No, the All-Star Game hype didn’t fall short

The U.S. national anthem is played before the MLB All-Star baseball game, Tuesday, July 15, 2014, in Minneapolis. (AP Photo/Paul Sancya)

The Star Tribune reports today that the Major League Baseball All-Star Game last July brought in less money to the economy than its promoters had expected. Maybe.

The $75 million expectation has been reduced to somewhere between $21 million and $55 million, which in the world of baseball we call a “gapper.”

It’s not much of a secret that governments and promoters regularly overinflate the economic impact of any sporting event — that’s how we get taxpayer-funded stadiums, but the revelation that it brought in less cash than it was expected to doesn’t answer an important question: so what?

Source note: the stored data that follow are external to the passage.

PR #144, opened 2018-10-10
pkg/release: add conditionSet

kopiczko:


pkg/release/condition_set.go
```diff
@@ -0,0 +1,62 @@
...
+
+import (
+	"context"
+
+	"github.com/giantswarm/backoff"
+	"github.com/giantswarm/microerror"
+	"github.com/giantswarm/micrologger"
+	apiextensionsclient "k8s.io/apiextensions-apiserver/pkg/client/clientset/clientset"
+	apierrors "k8s.io/apimachinery/pkg/api/errors"
+	metav1 "k8s.io/apimachinery/pkg/apis/meta/v1"
```
kopiczko: I don't like that we have to pull k8s.io deps to release package. But there is a helm client anyway, so I'm not very sad.

pkg/release/release.go
```diff
@@ -32,6 +35,8 @@ type Release struct {
 	logger     micrologger.Logger
 
 	namespace string
+
+	condition *conditionSet
```
kopiczko: Ready to use in InstallOperator.

pkg/release/condition_set.go
```diff
@@ -0,0 +1,62 @@
...
+)
+
+type conditionFn func() error
+
+type conditionSetConfig struct {
+	ExtClient *apiextensionsclient.Clientset
+	Logger    micrologger.Logger
+}
+
+type conditionSet struct {
```
kopiczko: `conditionSet` to not colide with `condition`.

pkg/release/condition_set.go
```diff
@@ -0,0 +1,62 @@
...
+		logger:    config.Logger,
+	}
+
+	return c, nil
+}
+
+func (c *conditionSet) CRD(ctx context.Context, name string) conditionFn {
+	return func() error {
+		o := func() error {
+			_, err := c.extClient.ApiextensionsV1beta1().CustomResourceDefinitions().Get(name, metav1.GetOptions{})
```
xh3b4sd: Do we have something similar in `operatorkit` already? Can we combine or refactor something there somehow? Just a quick brainwave.

pkg/release/release.go
```diff
@@ -22,6 +24,7 @@ type Config struct {
 	ApprClient *apprclient.Client
 	HelmClient *helmclient.Client
 	Logger     micrologger.Logger
+	RestConfig *rest.Config
```
xh3b4sd: IMO this is a setting and not a dependency.

pkg/release/condition_set.go
kopiczko: I don't think so. If you can point out exactly what it is we can maybe use it.
But I'm not so keen to pull operatorkit to testing libraries.

pkg/release/release.go
kopiczko: Done.

pkg/release/release.go
```diff
@@ -23,7 +25,8 @@ type Config struct {
 	HelmClient *helmclient.Client
 	Logger     micrologger.Logger
 
-	Namespace string
+	Namespace  string
+	RestConfig *rest.Config
```
MarcelMue: I am not sure if we want to pass the rest config in here, or pass the individual clients. How do we want to handle this? Now both `host` and this gets a rest config and creates its own clients.

MarcelMue: I would prefer just creating the clients in one place and passing them around tbh. Uncertain.

kopiczko: I was just worried about additional changes when we add more clients.
But maybe we should add all at once?

MarcelMue: You are right, let's pass the restconfig for now and do more changes later

kopiczko: All the clients added.

MarcelMue: Ack, should be fine. We'll see.

MarcelMue (approved):
LGTM

PR #145, opened 2018-10-10
Add InstallOperator fucntion

MarcelMue:


pkg/release/release.go
```diff
@@ -20,18 +23,22 @@ const (
 
 type Config struct {
 	ApprClient *apprclient.Client
+	FileLogger *filelogger.FileLogger
 	HelmClient *helmclient.Client
+	K8sClient  kubernetes.Interface
 	Logger     micrologger.Logger
 
-	Namespace string
+	TargetNamespace string
```
kopiczko: What's the reason behing calling it a target namespace? For me `Namespace` makes total sense.

MarcelMue: Because this is the target of our installation of resources, I can revert back to namespace if you prefer.

kopiczko: This is kind of obvious that this is the namespace where releases will be installed, isn't it?
I'd prefer to call it a `Namespace` yes, but no blocker.

MarcelMue: Reverted back to `namespace` PTAL.

kopiczko (approved):
LGTM.

kopiczko (changes requested):
https://github.com/giantswarm/e2e-harness/pull/145/files#r224035185

pkg/release/condition_set.go
```diff
@@ -48,7 +48,6 @@ func (c *conditionSet) CRD(ctx context.Context, name string) conditionFn {
 			} else {
 				return backoff.Permanent(microerror.Mask(err))
 			}
-			return nil
```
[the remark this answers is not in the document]
MarcelMue: Added back, the line was unreachable but the problem was the if statement in reality. Fixed it now.

pkg/release/condition_set.go
```diff
@@ -45,7 +45,7 @@ func (c *conditionSet) CRD(ctx context.Context, name string) conditionFn {
 			_, err := c.extClient.ApiextensionsV1beta1().CustomResourceDefinitions().Get(name, metav1.GetOptions{})
 			if apierrors.IsNotFound(err) {
 				return microerror.Mask(err)
-			} else {
+			} else if err != nil {
```
kopiczko: Good catch.

kopiczko (approved):

MarcelMue:
Going with this, let's iterate.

“It looks like there’s something there, right? But what is it?” state Revenue Commissioner Myron Frans told the Star Trib . “You don’t want to overstate the case.”

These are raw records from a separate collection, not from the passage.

PR #146, opened 2018-10-10
pkg/release, vendor: add strong types & ctx

kopiczko:


pkg/release/version.go
```diff
@@ -0,0 +1,15 @@
+package release
+
+type Version string
```
kopiczko: This will allow `:` confusion and prevent us from adding additional function.

pkg/release/release.go
```diff
@@ -120,7 +121,7 @@ func New(config Config) (*Release, error) {
 	return r, nil
 }
 
-func (r *Release) Delete(name string) error {
+func (r *Release) Delete(ctx context.Context, name string) error {
```
kopiczko: I just added `ctx` to every external API call.

pkg/release/version.go
```diff
@@ -0,0 +1,15 @@
...
+
+func NewStableVersion() Version {
+	return Version(":stable")
```
MarcelMue: This won't be correct here, we do not need the `:` anymore when using helmclient.

pkg/release/version.go
```diff
@@ -0,0 +1,15 @@
...
+}
+
+func NewVersion(gitSHA string) Version {
+	return Version("@1.0.0-" + gitSHA)
```
MarcelMue: Uncertain if the @ is needed here.

kopiczko: Sho how `helmclient` differentiates between channels and tags?

kopiczko: PullChartTarballFromRelease

kopiczko: Fixed.

pkg/release/version.go
```diff
@@ -0,0 +1,24 @@
+package release
+
+type Version struct {
+	name      string
+	isChannel bool
+}
```
kopiczko: We can further extend it by adding `NewChannelVersion` and `NewReleaseVersion` but I don't want to expose more than necessary.

kopiczko (commented):
@MarcelMue PTALA

MarcelMue (approved):
We need to try all of this out and see how it works. Change seems fine.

“It really put Minneapolis, as a destination, on the map,” a manager of a hotel downtown said.

That’s nonsense too. Whatever boost Minneapolis gets as a nice place to go gets erased by a few nights of network TV coverage of the weather hell in which we live at this time of the year.

What the numbers don’t do is add up, because there’s a calculation missing: How much did the taxpayers spend to get the All-Star Game in Minneapolis? And there’s another one: How much is it worth just because it was a fun time to be in Minneapolis?

The concessions that the city gave to MLB were pretty secret, although initial figures seemed to be well short of its economic impact.

We’ll admit it. While watching the game on TV — we couldn’t afford the tickets — we were pretty proud that the place we live was getting some national attention for something other than cars spinning out.

It was cool to watch the Thunderbirds practice their aerial flyover in the days leading up to the game. It was exciting hearing people being excited about where they live. For a change.

When Rob Neyer of ESPN tweeted this, well, it was pretty hard to be distracted by math. We love hearing people talk about us. It forced us to consider where we live and why we’re lucky to live here.

There’s more to “living up to the hype” than how much money business made on the deal.